▶ **Saved data entries**:
>>>>>

Issue #289, opened 2019-04-08
As a content editor, I want to insert block quotes into the page so that I can use a special style to highlighted quoted material.


thatbudakguy:
## testing notes
- you can now insert a blockquote when editing a "paragraph" block on any content page (editorial, about, etc). the button looks like a quote:
<img width="360" alt="bq" src="https://user-images.githubusercontent.com/4924494/55819908-d6c90200-5ac7-11e9-9d3c-c5a6bcc3f4ec.png">

- you can either highlight some text you've already written and click the quote button, or click it and then start typing
- when published, the color of the border line on the left should match the color of the section you're in (editorial, about, etc).
### designs
[desktop](https://zpl.io/bJ73DNK)

thatbudakguy:
bumping to a 2 because we didn't have the actual blockquote functionality implemented; i copied the wagtail editor extension code from s&co.

thatbudakguy:
moving back to a 1 since I didn't actually _write_ any new code, just copy it over

mnaydan:
Block quote button works by highlighting or typing.
Color matches page section (tested in editorial and about).

Nick stripped the color side bar if block quote previews on tile on editorial list view; it'll just show up as italics now.

PR #290, opened 2019-04-09
Blockquotes (#289)

thatbudakguy:


ppa/pages/wagtail_hooks.py
```diff
@@ -0,0 +1,34 @@
+import wagtail.admin.rich_text.editors.draftail.features as draftail_features
+from wagtail.admin.rich_text.converters.html_to_contentstate import \
+    BlockElementHandler
+from wagtail.core import hooks
+
+# blockquote registration example taken from:
+# http://docs.wagtail.io/en/v2.4/advanced_topics/customisation/extending_draftail.html#creating-new-blocks
```
rlskoeser: Interesting! Thanks for including the link in the comments, very helpful

srcmedia/scss/_mixins.scss
```diff
@@ -180,6 +180,25 @@
             @include small-font-scale;
         }
     }
+
+    blockquote {
+        margin: 2rem 0 2rem 1.5rem;
+        padding-left: 1.5rem;
+        border-left-style: solid;
+        border-left-width: 5px;
+        border-left-color: $pig-pink;
```
rlskoeser: Seems a little weird to have the specific color here. I don't imagine there's an easy way to have an `$active-color` (or something) that is different in different sections of the site, but I do wonder about using a semantic name instead of the actual color - something like `$about-highlight` or `$editorial-highlight` (or whatever it is semantically, I don't know if it's a highlight color; theme color?).

thatbudakguy: yeah, I absolutely agree - when I refactor this I'll probably either add new variables exactly like that, or change the `@content-page()` mixin to take a color param (or both).

PR #295, opened 2019-04-11
Add last modified headers to archive and digitized work detail views

rlskoeser:


ppa/archive/views.py
```diff
@@ -52,8 +51,8 @@ class DigitizedWorkListView(AjaxTemplateMixin, ListView):
     # search title query field syntax
     search_title_query = '{!type=edismax qf=$search_title_qf pf=$search_title_pf v=$title_query}'
 
-
     def get_queryset(self, **kwargs):
+        print("*** get queryset")
```
thatbudakguy: should this still be in here?

rlskoeser: Ha, nope! I was testing whether the view is still getting called (it does) and had another thought about how we might avoid generating the whole response but decided to wait on that and forgot to take this back out. I'll clean it up.

ppa/archive/views.py
```diff
@@ -320,8 +319,35 @@ def get_context_data(self, **kwargs):
...
+    def last_modified(self):
+        '''override last modified logic to work with Solr'''
+
+        # override sort to return most recent modification date,
+        # only return last modified value and nothing else
+
+        # use most recent modification time of anything in the index,
+        # since any search on the archive page coud change based
+        # on work or text content changing in the index, (could add
+        # or remove results from any particular set)
```
thatbudakguy: wish there was a smarter way to do this, but it seems really hard, if not downright impossible.

rlskoeser: Agreed. I know in the past I've used the most recently modified date of anything in the current result set, but that doesn't account for items that might previously have been in that result list and aren't anymore. This still may not handle deletions - although with our suppression logic in PPA it should work pretty well.  And even though it might be more generous than necessary, it's still a lot better than nothing.

PR #324, opened 2020-01-09
Upgrade to django 2.2 and wagtail 2.7

rlskoeser:
Wagtail upgrade was required because wagtail 2.4 does not work with django 2.2

- updated custom admin actions to check the proper permissions, to make sure that things will work appropriately with django's new view permission
- removed our local `json` template tag in favor of the new `json_script` 
- other minor cleanup as needed

I was getting a lot of `ResourceWarning` warnings about a socket not being closed when I ran the tests; when I looked this up, it seems to be caused by a requests session not getting closed. I made a change to SolrClient that improved this. There might still be another session somewhere not getting closed, but I'm not sure where (I see three warnings for unclosed sockets when I run the tests with `pytest -W once`).


ppa/archive/templates/archive/snippets/results_list.html
```diff
@@ -1,15 +1,13 @@
...
 via ajax, e.g. to update the search results.
 {% endcomment %}
 <div class="data">
     <pre class="count">
         Displaying {{ paginator.count|intcomma }} digitized work{{ paginator.count|pluralize }}
     </pre>
-    <pre class="facets">
-        {{ facet_ranges.pub_date|json }}
-    </pre>
+    {{ facet_ranges.pub_date|json_script:"facets" }}
```
thatbudakguy: love that `json_script` lets you specify the id of the output `<script>` tag!

ppa/archive/tests/test_templatetags.py
```diff
@@ -89,14 +89,3 @@ def test_solr_highlight():
...
-
-def test_json():
-    # should be the same as json_dumps()
-    val = {
-        'a': 'b',
-        'c': 'd',
-        'e': 3,
-        'f': ['g', 6, 'h']
-    }
-    assert json_dumps(val) == mark_safe(json.dumps(val))
```
thatbudakguy: nice, hopefully less warnings about `mark_safe()` now

requirements.txt
```diff
@@ -1,9 +1,9 @@
-django>=1.11.16,<2.0
+django>=2.2,<3.0
```
thatbudakguy: we could go up to 3 if we wanted now, right?

srcmedia/js/search.js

<<<<<

▶ **Instructions to follow**: Show, from the entries above, every line that includes the string "button".

▶ **Exercise answer**:
- you can now insert a blockquote when editing a "paragraph" block on any content page (editorial, about, etc). the button looks like a quote:
- you can either highlight some text you've already written and click the quote button, or click it and then start typing
Block quote button works by highlighting or typing.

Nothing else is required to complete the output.